If you are a filmmaker, it is important that you are capable of looking at what you are doing, stepping to the side for a moment and asking yourself “Is what I’m doing the best I can do?” Not only that, but I think it’s important that you have at least one person on your team that you can trust to ask you that question if you don’t ask it first.

I mean, if ONE person George Lucas respected had stood up and said “Now hold on here, George. Where are you going with this midichlorian thing?” and forced Lucas to explain it to him, it would have accomplished one of two things. Either Lucas would have realized that there was a better way to accomplish what he was trying to get at, and changed it, or he would have thought it through and made the midichlorian thing important to the story. Instead, he just kind of dropped it after the middle of Phantom Menace and hoped no one would notice.

I’m not saying you should have a no-man, either. But you need at least one person that you know is looking out for the story. That should be you, but for when you get all caught up in the excitement of a new idea, you need someone else to pull you down to earth and ask “Where are you going with this?”

If it really is the best idea possible, then you should have little trouble explaining why and convincing them. But listen to their objections, because answering them will only make your idea more solid.

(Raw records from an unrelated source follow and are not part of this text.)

PR #7339, opened 2016-09-12
Fix "SYS_memfd_create" redefined warning.

racardoso:
Summary:

This commit fixes "SYS_memfd_create" redefined warning.
This warning happens on POWER because SYS_memfd_create is already
defined on: powerpc64le-linux-gnu/sys/syscall.h:31:0.

### DIFF
--- a/hphp/hack/src/heap/hh_shared.c
+++ b/hphp/hack/src/heap/hh_shared.c
@@ -142,11 +142,11 @@
 #if !defined __APPLE__ && !defined _WIN32
   // Linux version for the architecture must support syscall memfd_create
   #if defined(__x86_64__)
-    #define SYS_memfd_create 319
+    #define SYSC_memfd_create 319
   #elif defined(__powerpc64__)
-    #define SYS_memfd_create 360
+    #define SYSC_memfd_create 360
   #elif defined(__aarch64__)
-    #define SYS_memfd_create 385
+    #define SYSC_memfd_create 385
   #else
     #error "hh_shared.c requires a architecture that supports memfd_create"
   #endif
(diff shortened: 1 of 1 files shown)


hphp/hack/src/heap/hh_shared.c
```diff
@@ -142,11 +142,11 @@
 #if !defined __APPLE__ && !defined _WIN32
   // Linux version for the architecture must support syscall memfd_create
```
Orvid: Any reason not to guard this entire chain with `#ifndef SYS_memfd_create`?

racardoso: Yes. Because `SYS_memfd_create` is defined as: `#define SYS_memfd_create __NR_memfd_create`. Originally i sent a pull request that fixes a error due a hardcoded (x86_64) value: changes `return syscall(319, name, flags);` to `return syscall(__NR_memfd_create, name, flags);`. But the reviewer says that we should not rely on include files: "If we rely on the header, then if the header does NOT define __NR_memfd_create, then the binary will never use memfd_create, even if run on a machine whose kernel supports memfd_create. We need runtime checks for memfd_create support, not compile-time checks."

racardoso: @Orvid  https://reviews.facebook.net/D58995

Orvid: I'm fine with defining it when it isn't defined, but if it's already defined then we should be relying on it.

racardoso: @Orvid yes `SYS_memfd_create` is defined on  powerpc64le-linux-gnu/sys/syscall.h but defined as: 

`#define SYS_memfd_create __NR_memfd_create`

What do you suggest in this case? Originally my pull request check `#ifndef __NR_memfd_create` should i change back to it?

Orvid: `#ifndef SYS_memfd_create`

racardoso: @Orvid done.

racardoso: @Orvid done.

Question yourself. Answer yourself. And if you wouldn’t accept the answer from someone else, don’t accept it from yourself. There’s a better idea. Keep looking.

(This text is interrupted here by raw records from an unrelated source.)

PR #7343, opened 2016-09-13
Add a optimized version of strcmp for POWER 8.

racardoso:
Summary:

This commit add a optimized version of strcmp for PPC64/POWER8
extracted from glibc github.

### DIFF
--- a/hphp/util/strcmp-power8.S
+++ b/hphp/util/strcmp-power8.S
@@ -1,0 +1,278 @@
+
+/* Optimized strcmp implementation for PowerPC64/POWER8.
+   Copyright (C) 2015-2016 Free Software Foundation, Inc.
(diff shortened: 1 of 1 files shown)


aorenste:
We ended up having to revert this change - there are concerns that the LGPL license is not compatible with HHVM's PHP license.

racardoso:
@aorenste ohh you're right. https://www.gnu.org/licenses/license-list.en.html:

>
 PHP License, Version 3.01 (#PHP-3.01)
This license is used by most of PHP4. It is a non-copyleft free software license. It is incompatible with the GNU GPL because it includes strong restrictions on the use of “PHP” in the name of derived products. We recommend that you not use this license for anything except PHP add-ons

One last thing about insecurity, and this one is mainly directed at the…er…directors.

A common mistake a lot of beginning directors make is thinking that a movie has to be 100% “their vision”. They have to come up with ALL the ideas no matter what and it has to be theirs theirs theirs. This again is all a kind of insecurity.

What you have to realize is that you’re the director, not the dictator. You have to be able to make a decision about everything if no one else has any ideas, but you should also be open to hearing the ideas of others if they DO have them.

Basically, as the director, you decide the destination, and you make sure you keep going in the right direction to get there. That’s where the name comes from.

What is the movie you want the audience to see? That’s what is meant by having the vision. You don’t have to have all the ideas, but you do have to decide whether or not the ideas presented to you will get you to the destination as well as, or hopefully better than, your own ideas. And most of the ideas you hear WILL be better than yours. There’s no reason to insist on going down Avenue A when Avenue B goes in the same direction and will get you to your destination just as well or better.

If it won’t work as well, be able to articulate why. Don’t just say “Nah, we’re going to do it my way.” Explain. Explain to yourself as much as you’re explaining to them, because being a director isn’t about HAVING the best ideas, it’s about KNOWING the best ideas when you hear them. If you’re open to your cast and crew, they will help you make a better movie than you could make alone, and everybody wins when you do that.